You know, you're not the only one to say that. I've read the same thing from other respected members that love their sealants. They don't rate the C2 at all.


----------



## titanflux (Mar 7, 2010)

type[r]+ said:


> You know, you're not the only one to say that. I've read the same thing from other respected members that love their sealants. They don't rate the C2 at all.


Mmmm. Maybe I should look at Wolf's or werkstadt?


----------



## slrestoration (Nov 11, 2009)

Have a peek at either of the Nanolex Premium sealants easier to apply than the Professional. Decent durability & the spray can be used on plastics aswell


----------



## ColinA5 (May 30, 2007)

Deleted!


----------



## twissler (Apr 6, 2009)

Blackfire Wet Diamond is the easiest LSP I've used and the results are amazing. It's given me about 4 months durability over the winter which is pretty good considering the weather. It really does add something to the finish which IME most LSP's don't. It's not cheap, £30 for a bottle but a little goes a long way.


----------



## titanflux (Mar 7, 2010)

Thanks for all the advice, yet again. I think I might go down the Zaino route for the first time. Trouble is, do I go for Z2 PRO or Z5 PRO? an I use them on the wheels too or should I use something else like Z-CS?

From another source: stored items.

PR #514, opened 2016-10-17
Fix a Bug with Lifetime-Analysis in the Textparser

jkreindl:


jkreindl:
@mrigger also updated the Lifetime Reference Output on lafo.

mrigger:
I executed the lifetime analysis tests locally, and the following two test cases failed:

On the chmical guys front I might try Black Light Hybrid Radiant Finish + Hybrid V7 Optical Sealant. Choices, choices...


----------



## PWOOD (Apr 30, 2007)

Look into hydrophobic LSP's and detailing sprays which help avoid water spots forming. I have used Megs Ultimate Quick detailing spray which on its own provides a barrier for a couple of washes. There are now better products along the same lines but as I have not tried them would rather not speculate on what is the best.


----------



## Razzzle (Jul 3, 2010)

i'd go for the wolfs nano paint sealant from waxamomo (sp?)

They're both on here a lot - I'll be getting some to test eventually, it looks to be the dogs though.

Daz.


----------



## Mirror Finish Details (Aug 21, 2008)

I still think Opti Seal is one of the best.
Two coats gives easily 6 months protection, paint looks and feels like glass afterwards.
Can be used on glass and plastic trim as well.

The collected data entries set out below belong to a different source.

PR #515, opened 2016-10-18
Exclude a Randomly Failing Test from Lifetime Analysis

jkreindl:
This Test generates different Lifetime-Analysis Results on some platforms, so we should exclude it. For now, the path is just hardcoded, but in the long term we should have explicit config files for this.


mrigger:
LGTM!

Don't forget to clay and Ironx the car first, I did a new 5 series the other week and the clay was quite dirty after.

I'm always around Manchester if you need any advice or pop by the unit for a impartial chat.


----------



## ColinA5 (May 30, 2007)

Deleted!


----------



## titanflux (Mar 7, 2010)

But the car is metallic black..


----------



## Blueberry (Aug 10, 2007)

I've just tried CG Blacklight on my husband's black metallic Discovery 4 today and I was really impressed:thumb: Applied with a micro fibre pad, applied to all the car, left to cure for 15 minutes and buffed off really easily. Oh and the sun was shining too and no issues, unlike wax, which can be very temperamental.

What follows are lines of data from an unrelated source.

PR #517, opened 2016-10-20
Add support for idivl and small enhancements to inline assembly parser

SwapnilGaikwad:
This PR includes,
- Updates to mx_sulong.py file to make sure that if any of the configuration file (.atg and all .frame files) is updated then parser and scanner should be re-generated. Previously it was not checking for .frame files.
- Support idivl with two 32 bit register operands
- Support for single 32 bit register operand imull and idivl instruction
- Parser (or Parser.frame) is updated to extract number of parsing errors 
- Exit if any error occurred while parsing. e.g. idivl does not accept immediate. If we do not exit then execution fails with non-obvious error e.g. 
```
int main() {
  int arg1 = 40;
  int mul= 0;
  __asm__("imull $2;" : "=a"(mul): "a"(arg1));
  return mul;
}
```
In above case parsing error is shown on command line that ',' is expected but execution goes further resulting in ` IllegalStateException` because parser returned right operand string as '2'.

- Please suggest, 
- Currently just the error causing line is shown not the root cause as shown by clang/gcc e.g. `error: too few operands for instruction` for above example. Would you suggest to do that?
- Separate function to handle division operation due to special case of take EDX:EAX combination as dividend, any better/elegant way to do it?

### DIFF
--- a/mx.sulong/mx_sulong.py
+++ b/mx.sulong/mx_sulong.py
@@ -1132,10 +1132,14 @@ def dos2unix(args=None):
 
 def genInlineAssemblyParser(args=None, out=None):
     """generate inline assembly parser and scanner if corresponding grammer is new"""
-    generatedParserDir = _inlineAssemblySrcDir + _inlineAssemblyPackageName.replace('.', '/')
-    generatedParserFile = generatedParserDir + "/Parser.java"
-    generatedScannerFile = generatedParserDir + "/Scanner.java"
-    if not isfile(generatedParserFile) or not isfile(generatedScannerFile) or os.path.getmtime(_inlineAssemblyGrammer) >= os.path.getmtime(generatedParserFile):
+    generatedParserDir = _inlineAssemblySrcDir + _inlineAssemblyPackageName.replace('.', '/') + "/"
+    generatedFiles = [generatedParserDir + "Parser.java", generatedParserDir + "Scanner.java"]
+    configFiles = [_inlineAssemblySrcDir + "InlineAssembly.atg", _inlineAssemblySrcDir + "Parser.frame", _inlineAssemblySrcDir + "Scanner.frame", _inlineAssemblySrcDir + "Copyright.frame"]
+    isAllGeneratedFilesExists = all([isfile(fileName) for fileName in generatedFiles])
+    latestGeneratedFile = sorted(generatedFiles, key=os.path.getmtime, reverse=True)[0] if isAllGeneratedFilesExists else ""
+    latestConfigFile = sorted(configFiles, key=os.path.getmtime, reverse=True)[0]
+    #If any auto-generated file is missing or any config file is updated after last auto-generation then regenerate the files
+    if not isAllGeneratedFilesExists or os.path.getmtime(latestConfigFile) >= os.path.getmtime(latestGeneratedFile):
         localCocoJarFile = _suite.dir + "/lib/Coco.jar"
         if not isfile(localCocoJarFile):
             jarFileUrls = ["https://lafo.ssw.uni-linz.ac.at/pub/sulong-deps/Coco.jar"]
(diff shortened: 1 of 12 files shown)


mx.sulong/mx_sulong.py
```diff
@@ -1132,18 +1132,22 @@ def dos2unix(args=None):
...
-    generatedScannerFile = generatedParserDir + "/Scanner.java"
-    if not isfile(generatedParserFile) or not isfile(generatedScannerFile) or os.path.getmtime(_inlineAssemblyGrammer) >= os.path.getmtime(generatedParserFile):
+    generatedParserDir = _inlineAssemblySrcDir + _inlineAssemblyPackageName.replace('.', '/') + "/"
+    generatedFiles = [generatedParserDir + "Parser.java", generatedParserDir + "Scanner.java"]
+    configFiles = [_inlineAssemblySrcDir + "InlineAssembly.atg", _inlineAssemblySrcDir + "Parser.frame", _inlineAssemblySrcDir + "Scanner.frame", _inlineAssemblySrcDir + "Copyright.frame"]
+    isAllGeneratedFilesExists = all([isfile(fileName) for fileName in generatedFiles])
+    latestGeneratedFile = sorted(generatedFiles, key=os.path.getmtime, reverse=True)[0] if isAllGeneratedFilesExists else ""
+    latestConfigFile = sorted(configFiles, key=os.path.getmtime, reverse=True)[0]
+    #If any auto-generated file is missing or any config file is updated after last auto-generation then regenerate the files
+    if not isAllGeneratedFilesExists or os.path.getmtime(latestConfigFile) >= os.path.getmtime(latestGeneratedFile):
```
mrigger: It is great to have the parser generated only if you detect changes in the ATG or frames!

projects/com.oracle.truffle.llvm.nodes.impl/src/com/oracle/truffle/llvm/nodes/impl/asm/LLVMAMD64IdivlNode.java
```diff
@@ -0,0 +1,47 @@
...
+import com.oracle.truffle.api.dsl.NodeChildren;
+import com.oracle.truffle.api.dsl.Specialization;
+import com.oracle.truffle.llvm.nodes.impl.base.integers.LLVMI32Node;
+
+@NodeChildren({@NodeChild("left"), @NodeChild("rightAX"), @NodeChild("rightDX")})
+public abstract class LLVMAMD64IdivlNode extends LLVMI32Node {
+
+    @Specialization
+    public int executeI32(int left, int rightAX, int rightDX) {
+        final int registerBits = 32;
```
mrigger: Nitpicking: We could have this as a `static final` constant. If you want, you can address this with the next PR.

projects/com.oracle.truffle.llvm.asm.amd64/src/com/oracle/truffle/llvm/asm/amd64/AsmFactory.java
```diff
@@ -156,6 +158,26 @@ public void createUnaryOperation(String operation, String node) {
         this.statements.add(LLVMWriteI32NodeGen.create(opNode, slot));
     }
 
+    public void createDivisionOperatoin(String op, String divisor) {
+        FrameSlot slot = frameDescriptor.findFrameSlot(divisor);
+        LLVMI32Node divisorNode = (slot != null) ? LLVMI32ReadNodeGen.create(slot) : getImmediateNode(divisor);
+        LLVMNode statement = new LLVMI32UnsupportedInlineAssemblerNode();
```
mrigger: I think it would be easier to read if you put creating the `LLVMI32UnsupportedInlineAssemblerNode` in an else block after `op.equals("idivl")`. Otherwise, you first create a node that gets overwritten again when `op.equals("idivl")`. If you want, you can address this with the next PR.

mrigger:
I forgot: Could you please also update the instruction table in https://github.com/graalvm/sulong/blob/master/docs/INLINE-ASSEMBLER.md?

projects/com.oracle.truffle.llvm.parser.factories/src/com/oracle/truffle/llvm/parser/factories/NodeFactoryFacadeImpl.java
```diff
@@ -33,7 +33,6 @@
 import java.util.Map;
 import java.util.Optional;
 
-import com.oracle.truffle.llvm.parser.base.util.LLVMTypeHelper;
```
mrigger: Please try to prevent checking in files that only contain reordered imports.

The Blacklight really got the flake popping:thumb::thumb: i've yet to be disappointed with any CG product.


----------



## -Kev- (Oct 30, 2007)

titanflux said:


> But the car is metallic black..


Z2 is great on any colour and ZFX is only really needed if you want to apply several coats in one day


----------



## billyp (Jul 24, 2010)

titanflux said:


> But the car is metallic black..


both z2 and z5 are great but for black my personal preference is z5 and then after buffing it off i top with z8 an hour later and find it looks stunning and the durability is equal to the look


----------



## ColinA5 (May 30, 2007)

Deleted!


----------



## titanflux (Mar 7, 2010)

I'm now thinking Blacklight and V7 or Opti-Seal. Which would last longest? I guess Blacklight/V7 won't be much good for wheels with my high miles, so maybe if I go for that I should get something else. 

Looks like a trip to Shinearama next week to make some choices.


----------



## Mirror Finish Details (Aug 21, 2008)

Opti Seal, it is the 2nd best selling sealant in the US.
Great on wheels, did mine in December and just blasted the dirt off yesterday, and that is 10k miles worth.

PM Airthy on here and ask him how his black Astra looked after Opti Seal.


----------



## -Raven- (Aug 26, 2010)

Opti-seal for sure. Just coat your whole car (glass, trims, wheels and all) and don't look at it for another 6 months.


----------



## titanflux (Mar 7, 2010)

Right Optiseal it is. Thanks guys. Will clay and prep with Black Hole then Optiseal next week. Pics to follow. Shouldn't be much prep as it was only painted and made on 7th March. Just still have to make sure the dealer doesn't [email protected]@@ up the paint with swirls when they do that thing they call washing the car and also make sure they don't put any cheap wax on it.


----------



## MarkMac (Mar 4, 2011)

ive recently ordered some opti-seal to do my 5 yr old car and the bosses brand new touran after great reviews :thumb:... can it be re-applied after weekly[or monthly!] washing to enhance/top up the finish ? :thumb:

cheers mm


----------



## alan-bnz (Mar 2, 2011)

yeh a wash a top up should keep it looking good!

whats made you go for a sealant over a wax out of interest?


----------



## MarkMac (Mar 4, 2011)

alan-bnz said:


> yeh a wash a top up should keep it looking good!
> 
> whats made you go for a sealant over a wax out of interest?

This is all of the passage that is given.